Le Conseil exécutif des transports urbains durables (CETUD) a lancé hier, mardi 7 juillet 2026 son initiative de mobilité verte baptisée « MoVe ». Ce programme, dont le budget global est évalué à près de 3 milliards de FCFA (soit 5 millions d'euros) pour la période 2024-2028, entend faire des pratiques de la marche et du vélo des compléments privilégiés aux transports collectifs dans l'agglomération dakaroise.
Porté en collaboration avec l'Université Cheikh Anta Diop (UCAD) et financé avec l'appui de la coopération allemande, le projet vise à dynamiser les déplacements actifs en rendant les trajets plus sûrs et plus confortables pour les piétons comme pour les cyclistes, tout en facilitant leur correspondance avec les réseaux de transport en commun.
Lors de la cérémonie de lancement tenue hier, mardi 7 juillet 2026, le recteur de l'Université Cheikh Anta Diop de Dakar (Ucad), Alioune Badara Kandji, a souligné que les grands investissements publics, tels que le Train express régional (TER) et le Bus Rapid Transit (BRT), représentent des progrès considérables. Il a toutefois insisté sur la nécessité de les inscrire résolument dans une approche intermodale, en y intégrant pleinement les mobilités douces. Selon lui, son établissement constitue un terrain d'expérimentation idéal pour ce projet, de par son important potentiel humain et sa capacité à innover. Il a d'ailleurs annoncé la création prochaine, au sein de l'université, d'une chaire dédiée à la mobilité urbaine et aux solutions numériques appliquées au secteur des transports.
De son côté, le directeur général du Conseil exécutif des Transports urbains durables (CETUD), Gora Sarr, a rappelé que Dakar souffre d'une forte concentration de population et d'activités, générant des embouteillages qui nuisent à la compétitivité économique, à la sécurité routière et au cadre de vie. Dans ce contexte, le projet Move a pour ambition d'inscrire durablement la mobilité active dans les politiques d'aménagement, en proposant des alternatives fiables et séduisantes que sont le vélo et la marche.
Parmi les actions concrètes prévues, Gora Sarr a cité la mise en place d'un comité de pilotage dédié, l'élaboration de feuilles de route spécifiques à la marche et au cyclisme, ainsi que l'amélioration de l'accès piétonnier aux arrêts de bus et de train. Le dispositif inclut également le déploiement d'un service pilote de vélos en libre-service sur le campus de l'UCAD, associé à la formation de plus de 250 étudiants à leur utilisation.

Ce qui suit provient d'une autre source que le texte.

PR #86, opened 2015-08-18
SONARJS-513 NonEmptyCaseWithoutBreak: Fix FP with block

pynicolas:


javascript-checks/src/main/java/org/sonar/javascript/checks/NonEmptyCaseWithoutBreakCheck.java
```diff
@@ -51,12 +53,22 @@ public void visitSwitchStatement(SwitchStatementTree tree) {
     cases.remove(cases.size() - 1);
     for (SwitchClauseTree switchClauseTree : cases){
       List<StatementTree> statements = switchClauseTree.statements();
-      if (!statements.isEmpty()
-        && !Iterables.getLast(statements).is(Kind.BREAK_STATEMENT, Kind.RETURN_STATEMENT, Kind.THROW_STATEMENT, Kind.CONTINUE_STATEMENT)) {
+      if (!statements.isEmpty() && !endsWithJump(statements)) {
```
vilchik-elena: @pynicolas you can drop this `!statements.isEmpty()` as this condition presents in `endsWithJump ()`

javascript-checks/src/test/resources/checks/nonEmptyCaseWithoutBreak.js
```diff
@@ -20,3 +20,16 @@ switch (param) {
   case 0: // OK
     doSomethingElse();
 }
+
+switch (param) {
+  case 0: // OK
+    doSomething(); break;
+  case 1: // OK
+    { break; }
```
vilchik-elena: @pynicolas i would add couple more test-cases, like `{ continue; }`, `{ { break } }`

javascript-checks/src/main/java/org/sonar/javascript/checks/NonEmptyCaseWithoutBreakCheck.java
pynicolas: @vilchik-elena I can't drop `!statements.isEmpty()`: there's a `!` before `endsWithJump(statements)`

vilchik-elena: @pynicolas indeed, sorry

Enfin, la cheffe adjointe de la coopération à l'ambassade d'Allemagne, Nina Neubecker, a souligné que le projet MoVe favorisera une mobilité urbaine plus efficace, équitable et durable, en prenant en compte les besoins spécifiques des femmes, des jeunes, des personnes en situation de handicap et des usagers les plus vulnérables. Elle a également rappelé que le secteur des transports est responsable d'environ 75 % de la consommation énergétique et constitue la première source d'émissions de gaz à effet de serre. Le projet MoVe contribuera ainsi à créer un environnement plus favorable à la mobilité active à travers trois principaux volets complémentaires
Le premier volet est consacré au renforcement de la gouvernance et de la planification de la mobilité active. Il prévoit notamment la mise en place d'un comité de pilotage dédié, l'élaboration de stratégies régionales en faveur de la marche et du vélo, la conception de six plans d'action thématiques portant notamment sur la sécurité routière, les réseaux piétons, les corridors verts, les pistes cyclables, la sécurité des femmes et des enfants, ainsi que la coordination entre urbanisme et transport. Des actions de renforcement des capacités des décideurs viendront accompagner cette dynamique.
Le deuxième volet vise l'amélioration de l'accessibilité aux transports publics grâce à une démarche participative associant les collectivités territoriales, les opérateurs de transport, les organisations de la société civile et les autres parties prenantes. Le projet développera également des outils de référence pour la planification et la mise en œuvre des politiques de mobilité active, intégrant notamment les enjeux de genre et d'inclusion. Des actions d'urbanisme tactique et un projet pilote de corridor vert permettront d'améliorer la sécurité et le confort des déplacements des piétons vers les transports collectifs.
Enfin, le troisième volet porte sur la promotion de l'utilisation du vélo à travers la mise en œuvre d'un projet pilote de vélo partagé sur le campus de l'Université Cheikh Anta Diop (UCAD), identifié comme un site particulièrement favorable en raison de ses importants déplacements internes, de son environnement sécurisé et de sa forte population estudiantine. Le projet prévoit également la formation de plusieurs centaines d'étudiantes et d'étudiants à la pratique du vélo ainsi que le développement d'approches méthodologiques destinées à favoriser son utilisation dans les déplacements quotidiens.